* Aim of the task *
Find the line holding "to each other." in the entries below. Give it again exactly, along with every line after it up to and including the line holding "CI is red.**".

BEGIN

PR #10973, opened 2026-08-01
perf(desktop): stop sending every tool's docs twice per chat turn

undivisible:
## What this changes

This branch withdraws the proposed prompt/tool-doc deduplication after review found that the active paths do not support a safe global projection. The removed Swift prompt is used by Chat Lab, while normal Home chat uses the kernel policy; globally expanding pi-mono and MCP tool descriptions would make ordinary turns larger and could drop or contradict adapter guidance.

The corrective commit restores the original prompt and tool-definition projections, removes the fake `chat-hermetic` coverage claim, and removes the changelog entry. The resulting tree matches `main`; this PR should be closed or replaced with a surface-specific implementation.

## Verification

- `xcrun swift test --package-path Desktop --filter 'ChatDiscoverabilityTests|ChatPromptsTests'`
- `./scripts/agent-logic-harness.sh --node-only --skip-install`
- `git diff origin/main...HEAD` is empty

Failure-Class: none

### DIFF
--- a/desktop/macos/Desktop/Sources/Chat/DesktopCapabilityRegistry.swift
+++ b/desktop/macos/Desktop/Sources/Chat/DesktopCapabilityRegistry.swift
@@ -19,18 +19,17 @@ enum DesktopCapabilityRegistry {
     let filteredCapabilities = capabilities(for: .desktopChat)
       .filter { !excludedToolNames.contains($0.toolName) }
     let availableToolNames = Set(filteredCapabilities.map(\.toolName))
+    let docs =
+      filteredCapabilities
+      .map { toolDoc($0, excluding: excludedToolNames) }
+      .joined(separator: "\n\n")
     let taskAgentAwareness = taskAgentAwarenessPrompt(availableToolNames: availableToolNames)
     let proactiveGuidance = proactiveGuidancePrompt(availableToolNames: availableToolNames)
     let usageGuidance = usageGuidancePrompt(availableToolNames: availableToolNames)
-    // Per-tool name/summary/bullets are deliberately absent. The adapter already
-    // registers every advertised tool with its description, promptGuidelines,
-    // and input schema, so restating them here sent the same content twice in
-    // every turn — roughly 3.5k tokens of it — and gave the two copies room to
-    // disagree as the manifest changed. What stays is the cross-tool guidance
-    // that has nowhere else to live: when to reach for a tool at all, and how
-    // the tools relate to each other.
     return """
-      Use your Omi tools before answering when the question depends on the user's personal data, tasks, conversations, memories, app/screen activity, or task-agent state. Do not guess when you can look it up. Do not call tools for simple chit-chat or general knowledge that does not depend on the user's data.
+      These Omi data/status tools are documented for desktop chat. Use them before answering when the question depends on the user's personal data, tasks, conversations, memories, app/screen activity, or task-agent state. Do not guess when you can look it up. Do not call tools for simple chit-chat or general knowledge that does not depend on the user's data.
+
+      \(docs)
 
       \(taskAgentAwareness)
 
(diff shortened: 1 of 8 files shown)


Git-on-my-level (dismissed):
Good change — the deduplication thesis is correct. I verified the bullet content ("Supports SELECT, INSERT, UPDATE, DELETE", "Vector similarity search on tasks", "find tasks about shopping", "More reliable than hand-writing MATCH queries", "Deduplication is handled automatically") all exists in `GeneratedToolCapabilities.swift` as `capability.bullets`, which feed the tool definitions' `promptGuidelines`. Removing the prompt-side copy is sound.

**Blocking: CI is red.** Six existing tests in `ChatDiscoverabilityTests.swift` assert content that only came from the removed `toolDoc` blocks and were not updated in this PR:

1. `testDesktopPromptMentionsEveryDesktopCapability` (line 122) — asserts `prompt.contains("**\(toolName)**")` for all 46 tools; the bold-marked names were produced only by `toolDoc`.
2. `testToolPromptIncludesSearchTasks` (lines 95–96) — asserts `"**search_tasks**"` and `"Vector similarity search on tasks"`.
3. `testDesktopPromptMentionsListAgentSessionsForSubagents` (lines 140, 143) — asserts `"**list_agent_sessions**"`, `"Call list_agent_sessions"`, `"floating_agent_pills"`.
4. `testDesktopPromptCanSpawnFloatingAgents` (line 148) — asserts `"**spawn_agent**"`.
5. `testDesktopPromptPreservesLegacyToolBehaviorGuidance` (lines 164–168) — asserts `"Supports SELECT, INSERT, UPDATE, DELETE"`, `"Supports FTS5 MATCH queries"`, `"More reliable than hand-writing MATCH queries for task search"`, `"**save_knowledge_graph**"`, `"Deduplication is handled automatically"`.
6. `testToolPromptListsSearchTasksInWhenToUse` (line 116) — asserts `"find tasks about shopping"`.

The PR description notes that existing `ChatPromptsTests` assertions on retained guidance still hold — that checks out for `ChatPromptsTests.swift`, but `ChatDiscoverabilityTests.swift` was missed.

These tests encode the old prompt contract (per-tool bold blocks + bullets in the system prompt). Since the new contract is "per-tool docs live only in tool definitions," these assertions should be migrated: either removed (the content is now verified by `testAgentControlCapabilitiesMatchCanonicalManifest`, which cross-checks bullets against the manifest) or rewritten to assert the new contract — e.g. that the prompt does NOT contain per-tool bold blocks, complementing the two tests you added in `ChatPromptsTests.swift`.

The two new tests in `ChatPromptsTests.swift` are well-paired (one proves dedup, the other proves the prompt is not emptied to satisfy it). Once the six `ChatDiscoverabilityTests` cases are reconciled, this should be ready.

---

Git-on-my-level:
Good change and well-scoped — deduplicating tool docs that were already carried by the tool definitions is the right call, and the new `modelVisibleDescription` correctly folds unique `capabilityDoc.bullets` into the adapter description so nothing is lost. The test migration is thoughtful: `testDesktopToolPromptDoesNotRestatePerToolDocs` guards the dedupe against regression, `testDesktopToolPromptKeepsCrossToolGuidance` prevents the first test from passing on an empty prompt, and the existing assertions were moved to assert against `capabilityDoc`/`tool definitions` rather than deleted. The changelog entry and `chat-hermetic.yaml` coverage update are appropriate.

One CI blocker to resolve before merge:

**PR Metadata Preflight is failing** because the diff touches two locked product-invariant path globs (`desktop/macos/Desktop/Sources/Chat/**` → `INV-CHAT-1`, and `desktop/macos/agent/src/runtime/**` → `INV-AGENT-*`) but the PR body does not name them. Run `scripts/pr-preflight --suggest` (or `python .github/scripts/check_product_invariants.py --changed-files <files> --pr-body-file <draft>`) and add the suggested block:

```

- INV-AGENT-*
- INV-CHAT-1
```

This looks purely administrative — the change does not alter session/run identity, authority, lifecycle, or chat continuity contracts; it only stops restating per-tool docs that the adapter already registers. Naming the invariants is the repo's required acknowledgement, not a sign of a semantic conflict. The `needs-tests` label also looks stale at this point — the PR adds two dedicated dedupe guards and migrates the existing assertions, so coverage is no longer the gap.

Minor observation (non-blocking): `modelVisibleDescription` uses substring containment (`covered.includes(bullet)`) for dedupe, so a bullet that is a substring of another covered string is dropped. That's fine for the current authored content and keeps the logic simple; just flagging in case future bullets are crafted where a partial match would over-suppress.

---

END

* Answer to the problem *
-    // the tools relate to each other.
     return """
-      Use your Omi tools before answering when the question depends on the user's personal data, tasks, conversations, memories, app/screen activity, or task-agent state. Do not guess when you can look it up. Do not call tools for simple chit-chat or general knowledge that does not depend on the user's data.
+      These Omi data/status tools are documented for desktop chat. Use them before answering when the question depends on the user's personal data, tasks, conversations, memories, app/screen activity, or task-agent state. Do not guess when you can look it up. Do not call tools for simple chit-chat or general knowledge that does not depend on the user's data.
+
+      \(docs)
 
       \(taskAgentAwareness)
 
(diff shortened: 1 of 8 files shown)


Git-on-my-level (dismissed):
Good change — the deduplication thesis is correct. I verified the bullet content ("Supports SELECT, INSERT, UPDATE, DELETE", "Vector similarity search on tasks", "find tasks about shopping", "More reliable than hand-writing MATCH queries", "Deduplication is handled automatically") all exists in `GeneratedToolCapabilities.swift` as `capability.bullets`, which feed the tool definitions' `promptGuidelines`. Removing the prompt-side copy is sound.

**Blocking: CI is red.** Six existing tests in `ChatDiscoverabilityTests.swift` assert content that only came from the removed `toolDoc` blocks and were not updated in this PR:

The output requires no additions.